***** Recorded information

PR #5642, opened 2018-06-02
Feature: PostgreSQL support

chemfy:
- Made migrations work with pgsql and added mutators for changing empty integers to null in SnipeModel.php.

There is at least one known issue with this. One of the functional tests fails "tests/functional/AssetsCest.php:failsEmptyValidation".
invalid input syntax for integer: "" (SQL: select * from "models" where "models"."id" =  and "models"."deleted_at" is null limit 1)  
 This is due to the empty Asset page having model id integer as empty string. 

This type of issues were fixed in other places by the mutators in the SnipeModel.php file. But I was unable to figure out why it didn't work in this situation. This issue causes a situation where, if user tries to add an asset without a model, it will fail with no error. Normally it would show an error that tells the user to select a model.

### DIFF
--- a/app/Http/Requests/AssetRequest.php
+++ b/app/Http/Requests/AssetRequest.php
@@ -46,12 +46,13 @@ class AssetRequest extends Request
 
         $rules['asset_tag'] = ($settings->auto_increment_assets == '1') ? 'max:255' : 'required';
 
-        $model = AssetModel::find($this->request->get('model_id'));
+        if($this->request->get('model_id') != '') {
+            $model = AssetModel::find($this->request->get('model_id'));
 
-        if (($model) && ($model->fieldset)) {
-            $rules += $model->fieldset->validation_rules();
+            if (($model) && ($model->fieldset)) {
+                $rules += $model->fieldset->validation_rules();
+            }
         }
-
 
         return $rules;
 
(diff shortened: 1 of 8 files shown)


snipe:
When would there be an asset request without a model ID?

snipe:
Additionally, I'm willing to merge this PR (after we've discussed the asset model ID issue a little more), but I should make it clear that we still won't officially be supporting PgSQL. We have enough OSs, browsers, etc and we just don't have the resources to support PgSQL as well.

chemfy:
Hello.
Regarding the Asset model ID, I think my second message gave more info on it and the second [commit](https://github.com/snipe/snipe-it/pull/5642/commits/78b60ecbab66233b42072de95f6676125d4971b8) fixes that issue. 
The issue repeated in both the test and real life. 
The problem was with validating fields. So when in the test or in real life you try to submit a new asset without the mandatory asset model field, it should give you an error saying that you are missing the field. When looking up the asset model ID during validation it does not use the mutators in SnipeModel.php, so it instead ends up trying to look for the matching asset model with id = "", which makes PgSQL complain that id is int and you are giving String.

Regarding supporting, your position is fine with me. Laravel seem to do a fine job in handling requests to different databases and the problems arise when sending Raw SQL queries. Mainly here with empty String to int, which MySQL seems to be fine with turning into null, while PgSQL wants you to specify null instead of the empty String.
But having a Travis job that runs the tests for PgSQL, might not be a bad idea, so any issues might be noticed from Travis.

fazlerabbi37:
any update for PostgreSQL support? @snipe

**********

→ **Exercise instructions**
Repeat, exactly as they stand above, the lines from the line with "return $rules;" to the line with "The issue repeated", both lines included.

→ **Written response**
         return $rules;
 
(diff shortened: 1 of 8 files shown)


snipe:
When would there be an asset request without a model ID?

snipe:
Additionally, I'm willing to merge this PR (after we've discussed the asset model ID issue a little more), but I should make it clear that we still won't officially be supporting PgSQL. We have enough OSs, browsers, etc and we just don't have the resources to support PgSQL as well.

chemfy:
Hello.
Regarding the Asset model ID, I think my second message gave more info on it and the second [commit](https://github.com/snipe/snipe-it/pull/5642/commits/78b60ecbab66233b42072de95f6676125d4971b8) fixes that issue. 
The issue repeated in both the test and real life. 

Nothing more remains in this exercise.